Therein, it noted that everyone is spending less on equity research than they used to, and that, “The role of the analyst is changing from someone who publishes research, to someone who can put an investor in front of company management.”

Is this true?

Brad Hintz, former CFO at Lehman Brothers, turned senior brokerage analyst at Bernstein research, says it is. Moreover: this is a new development.

“There’s certainly a demand for access to company management from smaller clients,” says Hintz, “There’s a large group of smaller clients who view access to company management as an important part of equity research.”

Although banks have, “corporate access teams” who can help arrange the logistics of meetings between investors and the management of companies they’re investing in, Hintz says it often falls to the equity researchers to make the first approach – and to attend the meetings when they occur.

“Equity researchers tend to have more credibility with the clients,” he says. “This is a new thing, it’s been growing over the past few years.”

Unfortunately, however, facilitating meetings between investors and company management amounts to one more thing in the average equity researcher’s already long and overcrowded day.

“Billy Joel had a song about being a rock star,” says Hintz. “He pointed out that he had to write new music, record new music and then go out on the road and sing it. If he spent too much time on any one of those things, he would fail.

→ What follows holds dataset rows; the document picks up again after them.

Issue #1692, opened 2018-02-06
Conditionally perform assertions, allow tests to commit to the results


danr:
Please see https://github.com/avajs/ava/issues/1692#issuecomment-363750906 for the accepted proposal and https://github.com/avajs/ava/issues/1692#issuecomment-366521743 for follow-up.

---

Original issue follows:

## Description: add observeTest and commitToResult

Right now we have a function `test` of which the essence has this type signature:

```typescript
const test: (t: TestContext) => PromiseLike<void> | Iterator<any> | Observable | void
```

It would be helpful for library writers if there was a function:

```typescript
const observeTest: 
  (test: (t: TestContext) => PromiseLike<void> | Iterator<any> | Observable | void) => 
  {success: boolean, test_result: TestResult}
```
_edit: fixed the type signature_

For my purposes `TestResult` can be a completely opaque type.
The use for it is to make this a result for the main driver. For the lack of a better name I will call it `commitToResult` for now. This could either be a function exported by AVA (or a method on AVA's exported `test`), or a method on `TestContext`:

```typescript
const commitToResult: (test_result: TestResult) => void
```
or
```typescript
interface TestContext {
    ...
    // stop the execution of the test now reporting this result:
    commitToResult: (test_result: TestResult) => void
}
```

## Use case: property based testing

The use case for this is property-based testing, which was first introduced in Haskell with the package [QuickCheck](https://hackage.haskell.org/package/QuickCheck).

There are quite a few implementations for JavaScript, for example [jsverify](https://github.com/jsverify/jsverify), [testcheck-js](https://github.com/leebyron/testcheck-js). The idea is to generate random data and test if functions satsify properties run on these data to approximate universal quantification.  If the test fails it is common practice in these libraries to try to _shrink_ the generated data.  Then the user can be presented with a small (and hopefully minimal) counterexample.

The library writer of a property-based testing would then run tests written using asserts as in AVA-style, but behind the hoods it would be run with `observeTest`, and if it fails start a loop trying to shrink the randomly generated input until it cannot be shrunk anymore and then report the smallest possible failing `TestResult` using `commitToResult`.

There is intergration for AVA in
[...]

Issue #1585, opened 2017-11-13
Fail when new snapshots are created in CI


novemberborn:
When running tests in CI environments, if new snapshots are created it implies the tests are behaving differently then during development. This can hide bugs. The snapshot assertions should fail, rather than silently creating the snapshot and passing.

@avajs/core and others, what do you think?

impaler:
It seems like a reasonable requirement to prevent false positives. I think an error message for this would need to describe the reasoning and fix, something along the lines of:

>  "Snapshot {x} is missing a fixture file. To prevent false posititives, a verified fixture file is required when testing in the CI environment."

novemberborn:
How about:

> Could not find snapshot. Note that snapshots are not created automatically when in a CI environment.

(This would be shown as the message for the `t.snapshot()` assertion failure.)

sindresorhus:
👍

AJamesPhillips:
Thanks all for the excellent contributions to date, much appreciated!Any thoughts or progress on this?  I wasn't clear on how you would tell you are in a ci environment, would this behaviour just be enabled by default, and to generate the new snapshot files you would have to pass the `-u` flag?  This would be a breaking change and would not score great on the "self documenting options".  Was something different being considered.

novemberborn:
@AJamesPhillips would you be willing to help out with this?

AJamesPhillips:
Hi @novemberborn , I had a quick look at the code.  I would prefer to add a flag which if set, will fail the tests if a snapshot can not be located, as opposed to only failing if on a ci environment and a snapshot can not be located.
I just had a case now where our tests passed when they should have failed.  In this case they were run locally inside a docker container.  This would not be caught by the `is-ci` check proposed.  Any thoughts on this approach (they're not mutually exclusive so we could do both at some point)?  Thanks.

novemberborn:
> In this case they were run locally inside a docker container.

If you run tests in a Docker container, how do you update the snapshots?

The idea is that during development you'd notice the new snapshot files (since you need to commit them). I think if we implement the CI flag then you could set `CI=1` in your container and AVA will treat it as such. Would that be sufficient?

AJamesPhillips:
[...]

PR #1947, opened 2018-10-06
Add try-commit to test assertions

qlonik:
Hello. Some time ago there was a discussion in the #1692 issue. I tried to look around the code and see what could be done. I tried doing this but I'm not sure if it is the best solution.

This method creates new instance of `Test` class and runs the attempted assertion as part of that and then it updates main test if the attempted test passes or fails.
There were suggestions in the issue to create some `Host` class, which `Test` class will extend. Such `Host` class will only care about running assertions, while `Test` class will care about counting assertions and taking care of snapshots. I tried with `Host` class at first, however, I found that assertions are getting bound to the `Test`, and I was not sure which parts of `Test` need to be moved to `Host` and which can stay, without breaking assertions.
Also, creating new `Host` class, would require to re-implement the `run()` function and all of the edge cases, which are already figured out in the current implementation of `Test()`.

There were also mentions about taking care of `plan()` assertion and about recursiveness of `try()` assertion. Also, snapshots were excluded from discussion, but I think they should be talked about too.
Since the current implementation of `Test` can handle all of these cases, it means reusing `Test` class as an instance for `try()` function should allow for those three things to work. There was also a comment about supporting the `.discard()` on promise returned from `.try()`, which is also added.

With the current implementation, each attempt has to be explicitly either accepted with `.commit()` or declined with `.discard()`. When the result is committed to, it increase assertion counter and copies the log of the attempt into main test. When the result is discarded, the assertion counter is not increased. It seems that it would be possible to remove explicit discard on the attempt result. However, in that case, there will be a requirement that user need to have at least one call to `.commit()` in order to pass the test.

I'm open to some suggestions about current implementation and to guidance how to make `Host` class work, if this is more desirable way.

Example usages with current implementation:
```js
const twoRndInts = () => {
  const rnd = Math.round(Math.random() * 100);
  const x = rnd % 10;
  const y = Math.floor(rnd / 10);
  return [x, y];
};

test('test', async t => {

  const result = await t.try((t, a, b) => {
    t.is(a, b);
  }, ...twoRndInts());

  if (result.passed) {
    result.commit();
  } else {
    t.log(result.error);
    result.discard();

    const result1 = await t.try((t, a, b) => {
      t.is(a, b);
    }, ...twoRndInts());

    result1.commit();
  }
});

// EDIT: the following usage scenario with discarding incomplete attempt is not supported
test('test2', t => {
  const result = t.try((t, a, b) => {  // <-- result here is a pending promise
    return new Promise(res => setTimeout(res, 1000))
      .then(() => t.is(a, b));
  }, ...twoRndInts());

  return new Promise(res => setTimeout(res, 100))
    .then(() => {
      result.discard();
    });
});
```

## TODO:

(Updated from https://github.com/avajs/ava/pull/1947#issuecomment-462152014)

- [x] Test the context (`t.context`)
- [x] Update test assertCount with the number of assertions made within a committed attempt
- [x] Add support of macros passed to try fn
- [x] Type t.try() so it accepts macros
- [x] Investigate refactor so attempts don't need to instantiate a new Test
    - [x] If not possible, add metadata to indicate the test is "inline" and adjust handling of test.failing() and t.end() based on that
- [x] Revisit how attempt titles are generated
- [x] Ensure snapshots created in each attempt start at the correct invocation count
- [x] Fail the test if concurrent attempts that created snapshots are committed
- [x] Move try-commit tests into its own file
- [ ] Determine documented properties of AssertionError and add to type definitions
- [x] Update Flow definition
- [ ] Update ESLint plugin to recognize the assertion
- [ ] File issue to discuss suggested argument name (tt?) for inline functions, and update power-assert     
   - [ ] rewrite rules to handle it
- [x] Review test coverage
- [ ] Update documentation


novemberborn:
Oh wow, this is very exciting @qlonik!

I must admit I've kind of forgotten how `Test` and assertions work… It may take me a little while to review this and figure out what we need to do in order to land this PR. There's some other Babel related work that needs to take priority, we really need to get the 1.0 release out.

I'm terribly sorry about that. I'm rather geeked about shipping this feature!

lib/test.js
```diff
@@ -53,6 +53,64 @@ function plan(count) {
...
+
+		const commitFn = toCommit => {
+			if (commitCalled) {
+				this.saveFirstError(new Error('Either commit() or discard() was already called'));
+				return;
+			}
+			commitCalled = true;
+
+			if (ret.passed) {
+				this.countFinishedAttemptAssertion(toCommit);
```
qlonik: Here, the `pendingAttemptCounter`is decremented, which means that it is required to call either `'commit()` or `discard()` for every attempt. Instead it could be decremented as part of `addPendingAttemptAssertion()` and then we will require at least one call to `commit()` and no need to have `discard()` and no need to explicitly call either commit or discard on every attempt.

novemberborn:
Go for it. I’ve been terribly busy of late, hoping to have a look after next week.

qlonik:
Its okay if it takes time. Its holidays after the next week anyway, or something :)

I've been using snapshot of ava forced on commit that includes these changes. It worked for me quite well. It will be cool when it makes it into ava :)

lib/test.js
```diff
@@ -53,6 +53,77 @@ function plan(count) {
...
+	const args = [];
+	for (let i = 1, len = arguments.length; i < len; i++) {
+		args.push(arguments[i]);
+	}
+
+	let commitCalled = false;
+	let discarded = false;
+	let finished = false;
+
+	const commitFn = (ret, toCommit) => {
```
novemberborn: Could you remove the `toCommit` argument? It's odd to pass `false` in order to get discard behavior. That should be a separate function.

lib/test.js
```diff
@@ -53,6 +53,77 @@ function plan(count) {
...
+			this.countFinishedAttemptAssertion(toCommit);
+		} else {
+			this.countFailedAttemptAssertion(ret.error, toCommit);
+		}
+
+		if (toCommit) {
+			for (const log of ret.logs) {
+				this.addLog(log);
+			}
+		}
```
novemberborn: It might be better to have one `commitAttempt(ret)` function call which performs all the relevant actions based on `ret`'s state.

lib/test.js
```diff
@@ -53,6 +53,77 @@ function plan(count) {
...
+	};
+
+	const running = this
+		.forAttempt(t => fn.apply(null, [t].concat(args)))
```
novemberborn: `t => fn(t, ...args)` should work.

lib/test.js
```diff
@@ -53,6 +53,77 @@ function plan(count) {
...
+	this.addPendingAttemptAssertion();
+
+	const finishedRunning = running.then(ret => {
+		if (discarded) {
+			return null;
+		}
+
+		finished = true;
+		return Object.assign({}, ret, {
+			commit: () => commitFn(ret, true),
```
novemberborn: This seems to be missing a few properties that are declared in the TypeScript definition.

lib/test.js
```diff
@@ -53,6 +53,77 @@ function plan(count) {
...
+			discard: () => {
+				discarded = true;
+				return commitFn(ret, false);
+			}
+		});
+	});
+
+	finishedRunning.discard = () => {
+		if (finished) {
+			this.saveFirstError(new Error('Attempt is already resolved'));
```
novemberborn: I think that's fine, it's only a problem if it was committed rather than discarded.

lib/test.js
```diff
@@ -53,6 +53,77 @@ function plan(count) {
...
+			return;
+		}
+		if (discarded) {
+			this.saveFirstError(new Error('The discard() was already called'));
```
novemberborn: Perhaps this should be a no-op.

novemberborn:
Another thought. If we're limiting to one concurrent `t.try()` per test, we should explore reusing the `t` value inside the callback. That way you could write:

```javascript
test('inline', async t => {
  const result = await t.try(() => {
    t.pass()
  })
  result.commit()
})

const reusable = t => t.pass()
test('reuse', async t => {
  const result = await t.try(reusable)
  result.commit()
})
```

We prefer the `t` variable name is used for the execution context, so it'd be confusing if an outer context is used in an inline `t.try()` callback.

index.d.ts
```diff
@@ -369,6 +370,38 @@ export interface PlanFn {
...
+	metadata: {
+		always: boolean,
+		callback: boolean,
+		exclusive: boolean,
+		failing: boolean,
+		serial: boolean,
+		skipped: boolean,
+		todo: boolean,
+		type: 'test',
+	},
```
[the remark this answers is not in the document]
qlonik: Maybe `duration` and `metadata` are not.
However, `logs` and `title` are helpful for the case when `t.try` is used inside the macro provided by third party. (This is described in more detail in parent comment)

lib/test.js
```diff
@@ -53,6 +53,77 @@ function plan(count) {
 	this.plan(count, captureStack(this.plan));
 }
 
+function tryTest(fn) {
+	const args = [];
+	for (let i = 1, len = arguments.length; i < len; i++) {
+		args.push(arguments[i]);
+	}
```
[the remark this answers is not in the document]
qlonik: :+1:

lib/test.js
qlonik: I added this so that there is no duplicate code between `commit()` and `discard()` functions returned to the user. The user dont have access to call this function directly, it is proxied. I will remove it though, for clarity between `commit()` and `discard()` functions.

lib/test.js
```diff
@@ -53,6 +53,77 @@ function plan(count) {
...
+
+	let commitCalled = false;
+	let discarded = false;
+	let finished = false;
+
+	const commitFn = (ret, toCommit) => {
+		if (commitCalled) {
+			if (discarded) {
+				this.saveFirstError(new Error('The discard() was already called'));
```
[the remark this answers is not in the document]
qlonik: :+1:

lib/test.js
```diff
@@ -53,6 +53,77 @@ function plan(count) {
...
+			} else {
+				this.saveFirstError(new Error('The commit() was already called'));
```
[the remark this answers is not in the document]
qlonik: It could be. I'm not sure how it would be better. I was trying to be explicit so that there is not more `commit()`/`discard()` calls than needed.

Also, while trying the solution, it was possible to have discard be implicitly default behavior. So that `t.try()` would transparently be not an assertion, until `commit()` is called. This way `discard()` is not needed at all. I'm not sure if this way is better, or if it should be more explicit like it is now.

lib/test.js
qlonik: Could you elaborate?

lib/test.js
qlonik: :+1:

lib/test.js
qlonik: they come from the `ret` value.

lib/test.js
qlonik: So should it not throw an error and simply return?

lib/test.js
```diff
@@ -143,6 +218,20 @@ class Test {
...
 		this.planCount = null;
 		this.startedAt = 0;
+		this.pendingAttemptCount = 0;
+		this.attemptCount = 0;
+
+		this.forAttempt = fn => {
+			const opts = Object.assign({}, options, {
+				metadata: Object.assign({}, options.metadata, {
+					callback: false,
+					failing: false
```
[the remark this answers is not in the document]
qlonik: This way was simpler. I'll try to change

lib/test.js
```diff
@@ -143,6 +218,20 @@ class Test {
...
+				}),
+				fn,
+				title: this.title + '.A' + (this.attemptCount++)
+			});
+			return new Test(opts);
```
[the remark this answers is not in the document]
qlonik: I was adjusting the title in order to prevent any conflicts related to snapshots. Isn't it the case that if we adjust the title, then there are no problems about number of concurrent `t.try()` and both may contain snapshots?

lib/test.js
```diff
@@ -213,6 +302,34 @@ class Test {
 		this.saveFirstError(error);
 	}
 
+	addPendingAttemptAssertion() {
+		if (this.finishing) {
+			this.saveFirstError(new Error('Assertion passed, but test has already finished'));
```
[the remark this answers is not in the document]
qlonik: Should it be `Attempt is complete, but the test has already finished`?

lib/test.js
```diff
@@ -213,6 +302,34 @@ class Test {
...
+		this.pendingAttemptCount++;
+	}
+
+	decrementAttemptAssertion() {
+		this.pendingAttemptCount--;
+	}
+
+	countFinishedAttemptAssertion(includeCount) {
+		if (this.finishing) {
+			this.saveFirstError(new Error('Assertion passed, but test has already finished'));
```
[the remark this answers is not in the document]
qlonik: Should it be the same as above?

lib/test.js
```diff
@@ -213,6 +302,34 @@ class Test {
...
+		}
+
+		if (includeCount) {
+			this.assertCount++;
```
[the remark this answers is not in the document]
qlonik: :+1:

index.d.ts
```diff
@@ -369,6 +370,38 @@ export interface PlanFn {
...
+		...args: T
+	): AttemptReturnValue;
+
+	skip(...values: Array<any>): void;
+}
+
+// todo: would rather remove 'null |' from Promise definition
+// that is because in typescript, it will be required to check if it is not
+// null all the time.
+export type AttemptReturnValue = Promise<null | {
```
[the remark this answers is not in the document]
novemberborn: Interesting. I don't think we'd be able to stop execution, unless we implement some form of cancellation signaling.

Perhaps then we should remove discard-before-resolve for now.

“Being an equity researcher today is similar. You still have to write commentary – clients want an easy-to-read account of the industry.”

As a result, the average equity researcher now works more hours than ever before. The new equity research schedule involves touring with clients and management teams by day, and hosting dinners and writing research reports by night.

Stephane Rambosson, managing partner at search firm Veni Group, agrees that it aids an analyst’s employability if he or she has a close relationship with a corporate management team: “It’s pretty helpful if they can deliver management to investors, but this is far from the only job of an equity researcher.”

With equity research jobs disappearing, equity researchers are under a lot of pressure. Meanwhile, Billy Joel hasn't had a hit for years. Let this be a warning.